> **ASSIGNMENT**:
Your answer should consist of the listing, repeated exactly.
________
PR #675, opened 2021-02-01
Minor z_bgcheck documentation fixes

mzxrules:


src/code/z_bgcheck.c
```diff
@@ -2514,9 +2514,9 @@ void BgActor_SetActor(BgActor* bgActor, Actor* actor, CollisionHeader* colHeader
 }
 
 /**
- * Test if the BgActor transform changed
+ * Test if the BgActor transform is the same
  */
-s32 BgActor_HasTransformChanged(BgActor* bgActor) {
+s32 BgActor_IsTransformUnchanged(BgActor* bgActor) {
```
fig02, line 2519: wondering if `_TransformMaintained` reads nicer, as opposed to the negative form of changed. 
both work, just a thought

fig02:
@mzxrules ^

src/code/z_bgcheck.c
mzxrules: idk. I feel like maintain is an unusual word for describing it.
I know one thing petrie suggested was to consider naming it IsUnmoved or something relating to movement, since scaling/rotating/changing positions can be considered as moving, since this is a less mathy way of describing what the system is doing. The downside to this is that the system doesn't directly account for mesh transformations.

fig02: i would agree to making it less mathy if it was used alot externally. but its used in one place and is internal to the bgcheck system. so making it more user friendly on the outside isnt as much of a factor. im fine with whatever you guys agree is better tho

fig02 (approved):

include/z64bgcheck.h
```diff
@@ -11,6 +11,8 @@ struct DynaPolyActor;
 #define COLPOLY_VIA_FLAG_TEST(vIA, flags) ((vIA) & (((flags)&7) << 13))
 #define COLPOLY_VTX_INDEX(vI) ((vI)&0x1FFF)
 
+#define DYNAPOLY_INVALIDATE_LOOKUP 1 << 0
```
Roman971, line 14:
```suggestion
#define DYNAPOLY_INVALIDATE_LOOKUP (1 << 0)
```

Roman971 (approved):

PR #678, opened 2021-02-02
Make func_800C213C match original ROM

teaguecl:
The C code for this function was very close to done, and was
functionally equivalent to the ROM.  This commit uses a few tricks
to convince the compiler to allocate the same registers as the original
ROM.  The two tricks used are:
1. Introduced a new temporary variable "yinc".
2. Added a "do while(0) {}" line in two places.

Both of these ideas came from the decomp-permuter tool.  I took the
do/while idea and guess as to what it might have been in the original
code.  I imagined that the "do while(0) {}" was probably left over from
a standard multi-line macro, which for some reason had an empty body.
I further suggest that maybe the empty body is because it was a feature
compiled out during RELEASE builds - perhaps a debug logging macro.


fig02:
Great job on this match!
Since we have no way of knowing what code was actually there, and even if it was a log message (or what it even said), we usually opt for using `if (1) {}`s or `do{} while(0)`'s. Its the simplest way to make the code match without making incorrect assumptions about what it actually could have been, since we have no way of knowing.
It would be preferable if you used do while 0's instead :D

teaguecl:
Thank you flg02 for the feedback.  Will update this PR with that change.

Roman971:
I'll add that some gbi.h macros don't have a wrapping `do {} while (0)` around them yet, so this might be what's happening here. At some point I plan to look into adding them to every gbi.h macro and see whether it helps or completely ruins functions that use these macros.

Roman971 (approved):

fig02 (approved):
________
> **SOLUTION**:
PR #675, opened 2021-02-01
Minor z_bgcheck documentation fixes

mzxrules:


src/code/z_bgcheck.c
```diff
@@ -2514,9 +2514,9 @@ void BgActor_SetActor(BgActor* bgActor, Actor* actor, CollisionHeader* colHeader
 }
 
 /**
- * Test if the BgActor transform changed
+ * Test if the BgActor transform is the same
  */
-s32 BgActor_HasTransformChanged(BgActor* bgActor) {
+s32 BgActor_IsTransformUnchanged(BgActor* bgActor) {
```
fig02, line 2519: wondering if `_TransformMaintained` reads nicer, as opposed to the negative form of changed. 
both work, just a thought

fig02:
@mzxrules ^

src/code/z_bgcheck.c
mzxrules: idk. I feel like maintain is an unusual word for describing it.
I know one thing petrie suggested was to consider naming it IsUnmoved or something relating to movement, since scaling/rotating/changing positions can be considered as moving, since this is a less mathy way of describing what the system is doing. The downside to this is that the system doesn't directly account for mesh transformations.

fig02: i would agree to making it less mathy if it was used alot externally. but its used in one place and is internal to the bgcheck system. so making it more user friendly on the outside isnt as much of a factor. im fine with whatever you guys agree is better tho

fig02 (approved):

include/z64bgcheck.h
```diff
@@ -11,6 +11,8 @@ struct DynaPolyActor;
 #define COLPOLY_VIA_FLAG_TEST(vIA, flags) ((vIA) & (((flags)&7) << 13))
 #define COLPOLY_VTX_INDEX(vI) ((vI)&0x1FFF)
 
+#define DYNAPOLY_INVALIDATE_LOOKUP 1 << 0
```
Roman971, line 14:
```suggestion
#define DYNAPOLY_INVALIDATE_LOOKUP (1 << 0)
```

Roman971 (approved):

PR #678, opened 2021-02-02
Make func_800C213C match original ROM

teaguecl:
The C code for this function was very close to done, and was
functionally equivalent to the ROM.  This commit uses a few tricks
to convince the compiler to allocate the same registers as the original
ROM.  The two tricks used are:
1. Introduced a new temporary variable "yinc".
2. Added a "do while(0) {}" line in two places.

Both of these ideas came from the decomp-permuter tool.  I took the
do/while idea and guess as to what it might have been in the original
code.  I imagined that the "do while(0) {}" was probably left over from
a standard multi-line macro, which for some reason had an empty body.
I further suggest that maybe the empty body is because it was a feature
compiled out during RELEASE builds - perhaps a debug logging macro.


fig02:
Great job on this match!
Since we have no way of knowing what code was actually there, and even if it was a log message (or what it even said), we usually opt for using `if (1) {}`s or `do{} while(0)`'s. Its the simplest way to make the code match without making incorrect assumptions about what it actually could have been, since we have no way of knowing.
It would be preferable if you used do while 0's instead :D

teaguecl:
Thank you flg02 for the feedback.  Will update this PR with that change.

Roman971:
I'll add that some gbi.h macros don't have a wrapping `do {} while (0)` around them yet, so this might be what's happening here. At some point I plan to look into adding them to every gbi.h macro and see whether it helps or completely ruins functions that use these macros.

Roman971 (approved):

fig02 (approved):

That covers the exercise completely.